There are also boutique dairies producing some top class cheeses and yogurts, boutique olive oil producers and delicious honey.

I am always relaxed when I go to the North and there are a number of zimmers or cabins that you can stay at for the weekend. Most of the zimmers include a homemade Israeli breakfast with omelets, homemade jams, assorted bread, Israeli salad, olives and cheeses. I find the zimmers a perfect way to getaway for a romantic weekend. Most of them have a jacuzzi for two!

If you want luxury, then I recommend staying at Israel’s only Relais & Chateau hotel, Mitzpe Hayamim. It is a beautiful spa-hotel with a great view of the Hula valley, the Kinneret (Sea of Galilee) and even the Mediterranean to the west.

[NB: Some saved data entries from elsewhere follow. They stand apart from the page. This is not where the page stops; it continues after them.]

PR #353, opened 2024-07-13
Remove gpodder from privacy policy

ByteHamster:
We no longer promote the gpodder server and no longer support searching.

The link often fails anyway, see #348


_i18n/en/general/privacy.md
```diff
@@ -15,8 +15,8 @@ The app requests the following privacy-relevant Android permissions:
...
-- Synchronisation services: When enabled via the settings, AntennaPod synchronises your data. This data may include login credentials, subscribed podcasts, listened episodes, play, pause & favorite actions with date & time stamps and IP address. For more information, see your provider's privacy policy (e.g. [gpodder.net's privacy policy](https://gpodder.net/privacy), or the one of your Nextcloud host).
+- Discovery and search services: When opening the Discover screen in the app, it sends a call to Apple to collect podcast suggestions. They may store the query, including country (which by default is the device's country). These suggestions can be disabled by choosing "off" in the region selector. When using the search feature in AntennaPod, the services PodcastIndex.org, Apple Podcasts, and fyyd may store your query, including the search terms. Discovery and search queries also include IP address, time, and app name "AntennaPod". After subscribing, the feed is served from the podcast hoster, meaning the discovery/search service is no longer involved.
```
keunes, line 18:
```suggestion
- Discovery and search services: When opening the Discover screen in the app, it sends a call to Apple to collect podcast suggestions. They may store the query, including country (which by default is the device's country). These suggestions can be disabled by choosing "off" in the region selector. When using the search feature in AntennaPod, the services PodcastIndex.org, Apple Podcasts and fyyd may store your query, including the search terms. Discovery and search queries also include IP address, time, and app name "AntennaPod". After subscribing, the feed is served from the podcast hoster, meaning the discovery/search service is no longer involved.
```

PR #356, opened 2024-09-23
Hacktoberfest 2024 blog

keunes:
Hoping that absence of image and author will be OK.


ByteHamster:
Hmm, missing image and author doesn't look too nice. I would just use some random stock photo

keunes:
> missing image and author doesn't look too nice. I would just use some random stock photo

Agree. But I'm on mobile so it's a bit too complicated to address all. Hence the request on the forum for someone else to fix it 😇

PR #357, opened 2024-09-25
Make lead paragraph look more consistent

ByteHamster:
Before: So many different font styles on one single screen
grafik

After: Number of font styles reduced by 1
grafik

### DIFF
--- a/_sass/_custom.scss
+++ b/_sass/_custom.scss
@@ -1220,3 +1220,10 @@ footer .svg-wave {
     display: none !important;
   }
 }
+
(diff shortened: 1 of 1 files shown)


loucasal:
I'm afraid the hardcoded background colour doesn't adapt well to dark mode - see screenshot.

Screenshot 2024-09-29 at 23-38-06 AntennaPod is participating in Hacktoberfest 2024 – Join us! – AntennaPod

ByteHamster:
Thanks, fixed in #361

PR #364, opened 2024-10-11
other-platforms.md add about Genymotion, Waydroid, Bliss OS

vitaly-zdanevich:


ByteHamster (commented):
Thanks, I added some comments below

vitaly-zdanevich (commented):
Solve the feedback - move to introduction, drop BlissOS

vitaly-zdanevich (commented):
Typo of -> or

vitaly-zdanevich:
Ok, but if somebody tries to port to Linux - is it difficult? Where to start?

keunes:
Hi @vitaly-zdanevich
Thanks for contributing to AntennaPod!

To be honest I'm not convinced this should be merged. It's complicated for the average user to do (while those really interested in it will be able to find these tools via a web search or ask us on the forum), it's currently unclear what these do/what these are, at least Genymotion is not open source, and I'm a bit afraid that if we start recommending installing & running AntennaPod in unofficial ways we might get related support questions.

WDYT @ByteHamster?

ByteHamster:
Hmm, right. I do have to agree that running an Android emulator just to use AntennaPod on the desktop probably is not a nice user experience. So we maybe shouldn't recommend this on the website.

keunes:
Thanks @vitaly-zdanevich for thinking of us and preparing a pull request! As discussed, this probably isn't fit for our main website audience, so closing.

PR #367, opened 2024-10-15
Add smart shuffle documentation

### LINKED ISSUE #180: Document working of Smart Shuffle
**Short description**: Add a documentation page about how smart shuffle works.

**Location**: https://antennapod.org/documentation/queue

**Why have this**: The term 'Smart shuffle' sounds cool but it's not clear at all what it does/how it works.

**More info**: https://github.com/AntennaPod/AntennaPod/pull/6030

loucasal:
Closes #180.

I briefly considered going into the technicalities of the algorithm, but that seems entirely unnecessary for the average user.


ByteHamster:
Thanks!

> I briefly considered going into the technicalities of the algorithm, but that seems entirely unnecessary for the average user.

Then I maybe wouldn't mention Round-Robin. Round-Robin is technically the explanation of an algorithm that we do not use. Users who know what Round-Robin is would then assume that something is broken.

loucasal:
Done - even simpler now.

ByteHamster (approved):

loucasal:
@keunes any comments or can this be merged as it is?

keunes:
@loucasal I'm wondering if it's worth adding a brief section how how it works in detail?

For example:
> Let's say you have 15 episodes in your queue; 1 from podcasts `A`, `B` and `C` each, 2 from podcast `D` and 10 from podcast `E`. It first  It first spreads the podcast with most episodes (`E`) and places them spread out in the queue: `EE_EE_E_E_EE_EE`. The podcast with the second-most number of episodes (`D`) is then placed spread-out in the *available* slots: `EE_EEDE_EDEE_EE`. This continues, until we end up with: `EE B EE D E C E D EE A EE`.
> The publishing date of each episode plays a role a) within podcasts (the episodes of podcast `E` are sorted accordingly) and b) between podcasts (in our example, the episode of podcast B gets an earlier spot than the episode of podcast A, because the former is more recent). Within date sorting, recently published gets higher in the queue.

If not, I think I would add a link to AntennaPod/AntennaPod/pull/6030 for a detailed explanation.

loucasal:
As I said above:
> I briefly considered going into the technicalities of the algorithm, but that seems entirely unnecessary for the average user.

Plus it would be another long chunk of rather detailed text for translators to localise. So let's add a link to the PR instead.

ByteHamster:
I think I would slightly prefer stating the explanation on the website. The reason is that the PR explains the old variant first, which might confuse users. Also, leading them away from the documentation page might be a bit unexpected. Maybe we could add it with a new heading and have it excluded from the translations?

loucasal:
Ok, I will address this over the weekend so we can finally merge this.

keunes:
> Maybe we could add it with a new heading and have it excluded from the translations?

New heading; yes, that's what I proposed. Excluding it from translations; that's odd. I agree it's not a priority, but having just one paragraph on one page not translated looks a bit weird.

If we want to save translators some work, we should consider disabling the whole 'contribute' component (because that's lowest priority since we expect contributors to understand English, while translators often do that still before documentation).

loucasal:
@keunes @ByteHamster I have reworked the entire description in the latest commit.

Two comments:
- I omitted the last sentence because it was unclear to me and possibly redundant. Does 'within date sorting' mean 'when sorting episodes that have the same publication date'? If so, I think the concept is already covered in the previous sentence.

- I must say that when fact-checking this description, I was extremely confused by the fact that the sort order is _descending_ by default. This affects both the "smart shuffle" and "date" sorting criteria. Wouldn't the base assumption be that users are more likely to listen to episodes in chronological order (rather than reverse chronological order)? I can't see that this was discussed the last time these settings were discussed/reworked in antennapod/antennapod#6785.

keunes:
> Does 'within date sorting' mean 'when sorting episodes that have the same publication date'?

Maybe 'within' is the wrong word. What I meant, was 'in the context of date sorting' we're doing 'newest to oldest' (not oldest to newest). But I guess indeed it's fine to leave that sentence out.

> I must say that when fact-checking this description, I was extremely confused by the fact that the sort order is descending by default. This affects both the "smart shuffle" and "date" sorting criteria.

I hadn't tried out the smart shuffle properly actually, when writing the text. I agree with your comment, although the pure 'date' sorting does the same thing: triangle down (the default) means from new to old. One could argue about whether 'triangle down' represents 'new to old'. But I agree that it's not what I would expect the default.

loucasal:
Filed antennapod/antennapod#7519 regarding the change in the default sort order. Depending on how quickly that is taken up, we can either merge this as is and revisit it later, or keep it open until that issue is addressed.

ByteHamster (approved):
I would merge as it is. We don't know how soon we might change the default order.

keunes:
Thanks both!

Issue #311, opened 2024-01-02
Contributor documentation


keunes:
**Short description**: Add contributor documentation.

**Location**: 

**Why have this**: 

From https://github.com/AntennaPod/AntennaPod/pull/6834#discussion_r1439050615:
> It would be nice if there was an easy way to auto-format it according to the requirements but I didn't see anything in the contributor guide

The contributor's page for 'Develop' links to this wiki page: https://github.com/AntennaPod/AntennaPod/wiki/Code-style. Apparently it's not visible enough.

Also, the Contribute > Translations page is rather long and complicated.

**More info**: 

Pages to include:
* Requesting new languages
* Using Weblate
* Code style
* Building AntennaPod
* About debug versions

keunes:
> The comment linked above doesn't imply that they did not find the developer documentation. It just says that the developer documentation does not contain what they were looking for (now it does).

I didn't realise you edited the wiki page to add the info :-)

> I'm still not really convinced that the public website should hold very technical stuff like the developer documentation

It doesn't have to be in the menu, confusing 'regular' users. But as a) important information for contributors is currently spread over different places and b) hard to process (at least the translations), we need to do _something_ to address both issues.

And as our main website goal is to attract contributors and ensures a good mix of controllability and openness (using PRs, impossible combination on the wiki), I find it the most appropriate place. (But if you have another proposal that addresses identified issues, I'm all ears.)

ByteHamster:
Was your idea to completely remove the wiki and the `CONTRIBUTING.md` file from the main app repo to have everything in one place?

keunes:
My idea was indeed to drop the wiki entirely. CONTRIBUTE.md probably not, as it's a recognised standard. However, if we have a contributor's section, we should limit it to key information & pointers.

ByteHamster:
If we do this, I would limit the `CONTRIBUTING.md` file to just contain a link to the website. Then we really have everything in one place. Otherwise we move from wiki+repo to website+repo, so the information would still be spread over different places.

I assume the contributor documentation won't get translated, right? Translating variable naming guidelines and stuff doesn't make a lot of sense because the variables themselves should be in English anyway. Also, contributions are discussed in English as well.

keunes:
>  I assume the contributor documentation won't get translated, right?

Yeap, agree.

loucasal:
I could help with (at least parts of) these documentation pages next, starting with the translation bits.

However, I have a few questions before I set myself to the task:
[...]

PR #372, opened 2024-11-30
Split develop page into multiple pages

loucasal:
Prerequisite to adding further content as part of #311.

This is less straightforward than adding pages to existing sections, so feedback appreciated.


loucasal:
I'm a bit stuck with this one. I don't understand why the `intro` string in `_i18n/en.yml` works for Documentation pages, but not for Contribute ones. @keunes, can you see where the problem may be?

keunes:
Hi @loucasal,

Sorry for the late reply. It's a bit busy here. One issue is that `contribute.` is missing when you're calling the strings. For example in `/contribute/develop/index.html`:

```md
---
layout: internal
title: contribute.develop.title
excerpt: contribute.develop.text
```
Here you weren't referencing strings that existed in `/_i18n/en.yml`, specifically the top-level 'contribute' indication is missing.

Also, the files of the individual sub-pages are missing under `/contribute/develop` (e.g. `/contribute/develop/app.md`), similar to `/contribute/develop.md`. It is a bit confusing, but for each page you need an md or html file (to generate the page) _and_ an md file containing the actual text (to provide the text for translations).

If you address these two points, that should get you further I think.

loucasal:
I can't get this to build even after trying to address your suggestions. I'm tempted to leave this to someone who can deal with this more efficiently...

keunes:
I'll see if I can get it to work @loucasal.

loucasal:
Thanks @keunes! I wanted to get this done to be able to build on it for other parts of #311, so you can merge away if it works.

loucasal:
@keunes anything holding this up? Let me know if I can help.

keunes:
@loucasal Time was holding this up :-) I started a new PR (#390) because that was a bit easier/cleaner for me. I managed to turn the Contribute pages into a collection, from there we can make further changes. It's currently not building due to the translation files still including some strings that we have removed. I'll address that as well by updating the translation files, so it will build tests will pass (after which we can make further changes).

The scenery is breathtaking and it is a great place to go on long nature walks and hikes in the mountains.

The Upper Galilee always makes me think of wonderful Middle Eastern dishes. I love kubbeh, grilled meats and all the different mezzes, such as roasted cauliflower and aubergine, hummous, red pepper salad, etc.

Usually when I serve a Middle Eastern dish, I buy the salads from a very sweet Druze woman who has a restaurant in Dalyit al Karmel and comes to the a shopping mall near my house to sell her delicious salads, lamb kubbeh and baklawa. I like to buy her hoummous, cauliflower puree, red pepper hummous and her kubbeh. Shown in the two photos above. The fourth salad on the bottom right is made of courgettes.

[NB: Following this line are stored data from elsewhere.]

PR #377, opened 2024-12-15
Explain Google Chromecast

ByteHamster:


keunes:
I'd use the Chromecast icon, if we can: https://fontawesome.com/icons/chromecast?f=brands&s=solid

PR #379, opened 2024-12-26
Clarify again that there is no need to ping us about F-Droid releases

ByteHamster:
- Explicitly state that "Play Store shows date X" does not mean that it should already be on F-Droid (staged rollout).
- Even more explicitly tell users that there is really no need to ask about the F-Droid releases every single time.
- Make first paragraph a lot shorter so they really read the main message: "be patient!"


keunes:
I'm thinking of some further changes. Will push later this week.

keunes:
I'm thinking of some further changes. Will push later this week.

PR #385, opened 2025-01-04
Fix empty strings to translate

ByteHamster:
Introduced in a9cb33e87d8ffa2a5ad65176ee6ade1ad2b37e95


keunes:
@ByteHamster These empty strings were introduced to allow the site to be built (same issue as #391). The texts that you added here are wrong, though: the three screenshots on the homepage are exactly the same and don't show a specific functionality, as the texts now suggest. Therefore I would be inclined to revert (or, if #391 enables us, remove these strings altogether).

PR #390, opened 2025-02-09
Update Contribute section

keunes:
Closes #372, prepares the ground for #311

- [x] Turn Contribute pages into collection
- [x] Split develop pages
- [x] Make 'donate' a regular card
- [ ] Move translations to the new structure
  - It will allow to publish the existing translations faster, but given our system with a `translation-files` branch, I don't think it would push those translations back to Weblate and avoid copy-paste work by translators. To be checked if updating the translation files branch would help. During experimentation we should lock the resources on Weblate.
- [x] Merge 'contribute' and 'documentation' cards
- [x] ~~Split Translate into sub-pages~~ Revise and shorten Translate page


ByteHamster:
Hmm, I wouldn't link directly to OpenCollective. We really don't need the money. If we make it easy to donate, people just donate money and leave. We should really try to get them to contribute instead. (note also that it is not technically a donation, maybe we should phrase it differently?)

If we really have to make it more prominent than the small link, I would open a page that says something like the popup we already have. That popup also got a lot of nice feedback on social media ;)

ByteHamster:
> Merge 'contribute' and 'documentation' cards

What do you mean with that? Unifying the design?

keunes:
> Hmm, I wouldn't link directly to OpenCollective.

It still opens the modal with the 'warning'. As Ryan mentioned, if a user is looking for a 'donate' button because that's the only way they can contribute, hiding it will not do any good.

To funder improve the situation I hope that we can get https://github.com/AntennaPod/AntennaPod/issues/5153 sooner rather than later, and add a button on the website that will open the relevant screen directly.

>> Merge 'contribute' and 'documentation' cards
>
> What do you mean with that? Unifying the design?

The design is already pretty much unified. The only difference is the presence of an explanation text. I want to deduplicate the code (without changing the design further).

keunes:
@loucasal If you want to have a look and share any feedback - I now have a workable version that can be checked here: https://deploy-preview-390--antennapod-test.netlify.app/

_i18n/en/contribute/translate.md
```diff
@@ -1,28 +1,55 @@
...
+Out of the estimated [world population](https://en.wikipedia.org/wiki/World_population) of 8 billion people, 'only' 1.5 billion [speak English](https://www.ethnologue.com/insights/ethnologue200/). This may not mean much per se. But if anything, we can conclude that making AntennaPod available in more languages, makes the app accessible to more people. As a side benefit, localizing the app also helps our project grow beyond the current main userbases (Germany and the US).
 
 We therefore much appreciate your help!
 
-To help translate the app, we ask you to contribute via [Weblate](https://hosted.weblate.org/projects/antennapod/app/). Anyone can sign up there and get started. In Weblate's documentation you'll find [everything you need to know to start translating](https://docs.weblate.org/en/latest/user/translating.html).
+Our translations are hosted on Weblate, an open source translations platform. Anyone can sign up there and [start translating for AntennaPod](https://hosted.weblate.org/projects/antennapod). You'll find everything you need to know in [Weblate's documentation for translators](https://docs.weblate.org/en/latest/user/translating.html){:target="_blank"}.
```
keunes, line 5:
```suggestion
Our translations are hosted on Weblate, an open source localisation platform. Anyone can sign up there and [start translating for AntennaPod](https://hosted.weblate.org/projects/antennapod). You'll find everything you need to know in [Weblate's documentation for translators](https://docs.weblate.org/en/latest/user/translating.html){:target="_blank"}.
```

_i18n/en/contribute/translate.md
```diff
@@ -1,28 +1,55 @@
...
 
-New translations are pulled from Weblate to GitHub (the development platform) at least for every 'point release'. These are releases like 2.0, 2.5, etc that introduce new features. But we also release updates with bug fixes and new translations in between. On average, it might take a month or two before your work is available in a release.
+<object data="https://hosted.weblate.org/widget/antennapod/horizontal-auto.svg" type="image/svg+xml" width="100%" height="auto" crossorigin="anonymous">
+<a href="https://hosted.weblate.org/engage/antennapod" target="_blank">{{- img-translationstatus | strip -}}</a>
+</object>
+<!-- mdpo-enable -->
 
-Translation contributors will find themselves mentioned in the app with their Weblate username, under `Settings` » `About` » `Contributors`.
+## 1. The app
+The app is currently available in more than 38 languages. While there are more languages in Weblate, we only include those languages in the app which are at least 40% translated. Below that threshold the app hardly provides a good user experience.
```
keunes, line 28:
```suggestion
The app is currently available in more than 38 languages. While there are even more translations in Weblate, we only include languages which are at least 40% translated. Below that threshold the app hardly provides a good user experience.
```

_i18n/en/contribute/translate.md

One of my favourite dishes is Makloubeh, which means “Upside Down”. It is the Palestinian national dish and is also made in Jordan and a few other Middle Eastern countries. This dish can also be made with lamb or a mixture of chicken and lamb.

Don’t be shocked by the amounts of oil. You do not have to use that much.

If you are using kosher chicken do not add any extra salt. You get enough salt from the chicken and the salted eggplant. I would add a little more of the spices to the dish, but I like fragrant dishes.


Serving Size: 8


2 whole chickens, skinned and quartered (or 8 chicken thighs)

3-1/2 cups canola oil, plus 3 tablespoons

1 teaspoon fresh grated nutmeg

1 teaspoon allspice

1 teaspoon cumin powder

Salt to taste

4 saffron threads

2 cinnamon sticks

5 whole cardamom pods

3 peppercorns

5 cups water

Freshly ground black pepper

2 large heads of cauliflower, separated in to florets

2 large eggplant, peeled, cubed and salted; place in a colander so the water can drain

2 large onions, halved through the root end, thinly sliced, core still attached

5 cups medium grain rice

1/2 teaspoon ground cardamom

1/2 teaspoon allspice

4 saffron threads

1/2 teaspoon fresh nutmeg

1/4 teaspoon ground cinnamon

Salt and freshly ground pepper

1/3 cup toasted pine nuts for garnish

In a large saucepan, brown both sides of the chicken in 1/2 cup canola oil. Once browned, add nutmeg, allspice, cumin powder, salt, saffron, cinnamon sticks, cardamom seeds, and peppercorns.

Add approximately 5 cups of water and bring to a boil. Add freshly ground pepper. Cover and cook over low-medium heat for about 15 to 20 minutes or until the meat begins to pull away from the bone. Set the chicken and 2 cups of broth aside.

Fry the cauliflower in a large pot with 3 cups of canola oil until golden brown. Remove and let drain on paper towels. Drain the eggplant and fry as you did the cauliflower. Set both the fried cauliflower and eggplant aside. Heat 3 tablespoons of canola oil in very large pot. When the oil is hot, not smoking, add the onions and saute them for approximately 10 minutes. Place the chicken pieces on top of the onions and cook together for a few minutes then cover and let sit for 10 minutes.

Meanwhile, rinse the rice about 5 or 6 times until the water runs clear. Put the rice in a bowl, add the spices and mix well.

Place the fried eggplant and cauliflower on top of the chicken and then put the rice on top of the vegetables. Add the 2 cups of reserved chicken broth (make sure the whole spices are not in the broth) and water to just barely cover the rice. Bring to a boil, then lower to a simmer and cover. When the water has been absorbed, the dish is done, approximately 25 minutes.

Remove the pot from the heat and let rest for about 10 to 15 minutes. Place a large serving plate on top of the dish and flip the pot and plate over. Carefully lift the pot off the plate and sprinkle with toasted pine nuts.